§ EXERCISE PROMPT:
A single number is the whole answer: the tally of lines in the data below that include the word "runs".

***** TASK INPUTS *****

PR #6244, opened 2026-07-24
Require explicit deletion intent for configured or purchased variants

gumclaw:
## What

Extends the variant-deletion wipe guard from #6178 with a server-side intent check for **configured or purchased** variants. `Product::VariantCategoryUpdaterService.ensure_deletion_intent!` now requires the variant's external id in `confirmed_removed_variant_ids` before deleting any variant that:

- carries content (rich content pages or files) — existing behavior,
- has any successful purchase (`purchases.all_success_states`), or
- has non-default configuration: custom `price_difference_cents`, pay-what-you-want, quantity cap, duration, description, membership price-change settings, active integrations, or alive recurring prices with `price_cents > 0`.

Truly blank rows (no content, no purchases, all defaults) stay freely deletable, so ordinary create-and-discard editor flows keep working without extra confirmations.

Client side, the suggested-amounts editor (coffee products) now records deletion intent when the seller clicks the trash button — it has no confirmation modal, so the click itself is the intent signal. The versions/tiers/durations editors already recorded intent via their confirmation modals.

## Why

Fixes gumroad-private#1296 (split out from the gumroad-private#1230 variant-tree wipe incident). The #6178 guard deliberately only protected content-bearing variants, leaving a gap: a variant with real configuration (pricing tiers set up before content is added) was freely deletable by a stale/blind full-snapshot payload with no confirmation. A client-side summary alone cannot protect a variant the editor snapshot never loaded, and the category-level `has_alive_grouping_variants_with_purchases?` check only shields the whole-category path — and only when the purchased variant also has files — so per-variant deletions of purchased contentless variants were unguarded.

## Before / After

Backend guard change with no new UI surface — the blocked-save error path and the confirmation modals are unchanged from #6178 (see its qa-media screenshots). The one client change (suggested-amounts trash click records intent) produces no visual difference.

## QA steps

1. Create a product with versions; set a custom price on one version but add no content.
2. Save the product from a payload that omits that version without `confirmed_removed_variant_ids` (stale editor tab, or direct API call) → the save is rejected with "This save would remove versions that still have content, settings, or sales…" and the version survives.
3. Delete the same version through the editor's "Remove version" modal and save → deletion succeeds (intent recorded).
4. Add a blank version and remove it before saving → save succeeds with no confirmation.
5. On a coffee product, delete a suggested amount and save → succeeds (trash click records intent).

## Test Results

All service specs (41 examples) and the links controller Minitest suite (343 runs) pass locally:

test results

New regressions cover: blind omission of a configured (priced / quantity-capped) contentless variant, blind omission of a purchased contentless variant, intentional confirmed deletion, and untouched-default blank-row cleanup.

---

## AI disclosure

Authored by Claude Fable 5 (Hermes agent), prompted by Gianfranco's request on gumroad-private#1296 to implement a server-side intent check for deleting persisted variants with non-default configuration or purchases, requiring `confirmed_removed_variant_ids` while keeping blank-row cleanup working, with regressions for blind omission, purchased contentless variants, and intentional deletion.


gumclaw:
Fable-5 adversarial review (pre-merge gate) — hunt list: guard-fork completeness, normal-flow regressions, query cost, client intent coverage.

**P1/P2: none found.**

Findings triage:

1. **Guard-fork completeness** — all three variant-deletion call sites (`options: nil` category clear, per-variant diff, whole-category drop in `VariantsUpdaterService#perform`) route through the same `ensure_deletion_intent!`, so the new predicate applies to every path uniformly. Verified no other caller deletes variants outside these paths (`batch_delete_variants` / `mark_deleted` grep).
2. **Membership default tier** — freshly-created memberships auto-create a default tier with a recurring price; the `price_cents > 0` filter keeps a $0 default tier freely deletable, so new-product flows don't regress. Priced tiers require confirmation, which the tiers editor already records via its removal modal.
3. **Coffee products** — the auto-created suggested amount carries a real price, so it's now protected; the suggested-amounts editor had no intent recording (no confirmation modal), which would have broken coffee saves. Fixed in this PR by recording intent on trash-click. Controller tests that posted blind coffee payloads were updated to address the existing variant by id, matching what the editor actually sends.
4. **P3 (accepted): SKU deletion** (`SkusUpdaterService`) remains outside the intent guard — SKUs are derived from variant combinations and are only deleted downstream of a variant deletion that itself passed the guard. Same scope boundary as #6178.
5. **Query cost** — the new predicate adds up to three `EXISTS` queries per variant, but only on the deletion path (variants missing from the payload), so normal saves are unaffected.

Local runs green: 41 service-spec examples, 343 controller-test runs, 0 failures (see Test Results in the body).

*****

§ ANSWER BELOW:
2